#### RECORDS ####
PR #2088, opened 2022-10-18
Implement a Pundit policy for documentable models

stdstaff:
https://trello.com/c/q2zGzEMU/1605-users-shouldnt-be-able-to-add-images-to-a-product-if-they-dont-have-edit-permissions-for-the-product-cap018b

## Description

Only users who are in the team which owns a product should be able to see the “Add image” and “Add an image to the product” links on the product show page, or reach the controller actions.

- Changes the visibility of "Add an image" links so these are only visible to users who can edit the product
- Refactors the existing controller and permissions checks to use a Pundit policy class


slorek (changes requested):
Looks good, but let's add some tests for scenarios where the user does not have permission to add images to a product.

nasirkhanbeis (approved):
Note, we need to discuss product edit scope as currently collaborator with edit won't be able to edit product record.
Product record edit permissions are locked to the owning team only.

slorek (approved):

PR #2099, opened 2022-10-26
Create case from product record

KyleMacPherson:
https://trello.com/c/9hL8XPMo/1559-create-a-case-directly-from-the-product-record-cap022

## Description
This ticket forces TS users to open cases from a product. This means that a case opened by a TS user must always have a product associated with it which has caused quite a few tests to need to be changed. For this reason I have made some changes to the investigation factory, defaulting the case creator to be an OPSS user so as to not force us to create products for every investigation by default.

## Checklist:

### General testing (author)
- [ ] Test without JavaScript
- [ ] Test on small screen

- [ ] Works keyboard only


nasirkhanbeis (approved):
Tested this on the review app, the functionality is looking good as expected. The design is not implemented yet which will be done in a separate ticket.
####
#### RECORDS ####
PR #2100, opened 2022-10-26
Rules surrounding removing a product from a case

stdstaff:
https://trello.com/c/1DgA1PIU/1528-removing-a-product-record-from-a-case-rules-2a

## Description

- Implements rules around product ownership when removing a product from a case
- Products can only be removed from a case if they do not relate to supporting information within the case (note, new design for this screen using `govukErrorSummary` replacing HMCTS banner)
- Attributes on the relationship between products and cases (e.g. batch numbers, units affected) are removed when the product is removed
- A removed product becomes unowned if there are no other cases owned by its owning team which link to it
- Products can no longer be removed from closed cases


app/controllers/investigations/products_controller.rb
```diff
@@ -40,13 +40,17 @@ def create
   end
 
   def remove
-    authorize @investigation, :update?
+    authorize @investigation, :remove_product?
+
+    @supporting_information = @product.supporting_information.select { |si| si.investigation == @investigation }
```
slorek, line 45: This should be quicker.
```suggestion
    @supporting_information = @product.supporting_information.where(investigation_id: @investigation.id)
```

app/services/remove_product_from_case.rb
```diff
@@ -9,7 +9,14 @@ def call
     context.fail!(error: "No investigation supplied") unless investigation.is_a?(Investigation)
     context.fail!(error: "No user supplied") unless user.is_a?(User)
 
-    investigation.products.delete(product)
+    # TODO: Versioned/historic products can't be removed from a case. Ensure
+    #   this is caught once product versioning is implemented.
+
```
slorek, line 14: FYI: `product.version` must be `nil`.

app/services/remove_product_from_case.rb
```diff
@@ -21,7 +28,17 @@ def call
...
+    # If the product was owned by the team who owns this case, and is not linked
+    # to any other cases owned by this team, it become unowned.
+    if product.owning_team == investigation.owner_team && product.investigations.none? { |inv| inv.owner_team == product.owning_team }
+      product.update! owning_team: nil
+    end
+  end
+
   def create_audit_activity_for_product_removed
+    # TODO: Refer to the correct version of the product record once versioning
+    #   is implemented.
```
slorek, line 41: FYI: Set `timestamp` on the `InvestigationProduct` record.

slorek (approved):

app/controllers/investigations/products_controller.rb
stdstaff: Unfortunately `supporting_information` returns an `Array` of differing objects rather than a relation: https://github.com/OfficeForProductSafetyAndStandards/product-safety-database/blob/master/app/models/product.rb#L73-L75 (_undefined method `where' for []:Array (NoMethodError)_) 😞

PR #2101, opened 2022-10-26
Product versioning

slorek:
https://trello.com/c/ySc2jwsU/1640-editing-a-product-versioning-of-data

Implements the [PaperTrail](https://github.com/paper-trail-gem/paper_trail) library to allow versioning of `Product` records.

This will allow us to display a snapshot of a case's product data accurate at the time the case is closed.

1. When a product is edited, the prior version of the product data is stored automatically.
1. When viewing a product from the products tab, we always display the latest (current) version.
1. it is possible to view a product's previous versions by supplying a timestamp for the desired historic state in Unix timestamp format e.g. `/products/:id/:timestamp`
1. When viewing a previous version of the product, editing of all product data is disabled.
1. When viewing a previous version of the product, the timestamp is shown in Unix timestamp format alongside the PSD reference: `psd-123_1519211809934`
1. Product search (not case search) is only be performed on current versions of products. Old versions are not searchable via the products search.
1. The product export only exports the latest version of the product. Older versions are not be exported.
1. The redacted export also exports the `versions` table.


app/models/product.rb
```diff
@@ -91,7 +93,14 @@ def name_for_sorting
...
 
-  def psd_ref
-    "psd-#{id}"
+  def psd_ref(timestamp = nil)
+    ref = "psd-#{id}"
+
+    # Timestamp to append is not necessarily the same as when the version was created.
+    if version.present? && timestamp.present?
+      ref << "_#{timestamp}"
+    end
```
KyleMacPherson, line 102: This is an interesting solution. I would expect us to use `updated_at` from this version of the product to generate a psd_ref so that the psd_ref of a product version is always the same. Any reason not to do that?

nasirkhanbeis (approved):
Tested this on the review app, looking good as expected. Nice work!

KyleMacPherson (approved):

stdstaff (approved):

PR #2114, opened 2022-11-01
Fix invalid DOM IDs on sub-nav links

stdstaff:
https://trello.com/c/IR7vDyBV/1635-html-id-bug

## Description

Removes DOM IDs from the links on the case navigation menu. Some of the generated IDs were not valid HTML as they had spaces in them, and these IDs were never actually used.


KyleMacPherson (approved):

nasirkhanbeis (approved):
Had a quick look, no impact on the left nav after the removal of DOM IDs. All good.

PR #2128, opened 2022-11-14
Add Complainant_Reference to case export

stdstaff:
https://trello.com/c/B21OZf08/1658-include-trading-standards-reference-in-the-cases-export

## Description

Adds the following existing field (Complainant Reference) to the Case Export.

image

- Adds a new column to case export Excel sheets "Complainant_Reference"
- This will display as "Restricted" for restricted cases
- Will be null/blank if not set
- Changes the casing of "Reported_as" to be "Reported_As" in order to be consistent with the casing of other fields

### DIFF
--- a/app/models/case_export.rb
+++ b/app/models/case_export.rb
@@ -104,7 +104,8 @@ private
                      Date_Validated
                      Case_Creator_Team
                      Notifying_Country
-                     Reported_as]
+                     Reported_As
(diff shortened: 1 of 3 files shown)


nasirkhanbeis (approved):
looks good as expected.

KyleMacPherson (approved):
####
#### RECORDS ####
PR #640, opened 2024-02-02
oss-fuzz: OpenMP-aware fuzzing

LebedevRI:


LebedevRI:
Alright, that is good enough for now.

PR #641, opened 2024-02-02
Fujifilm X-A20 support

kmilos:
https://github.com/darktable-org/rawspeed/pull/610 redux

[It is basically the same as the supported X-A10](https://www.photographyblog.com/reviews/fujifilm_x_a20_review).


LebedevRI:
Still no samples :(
####
Scan the data above, find each line with "allow", and copy it.

Implements the [PaperTrail](https://github.com/paper-trail-gem/paper_trail) library to allow versioning of `Product` records.
This will allow us to display a snapshot of a case's product data accurate at the time the case is closed.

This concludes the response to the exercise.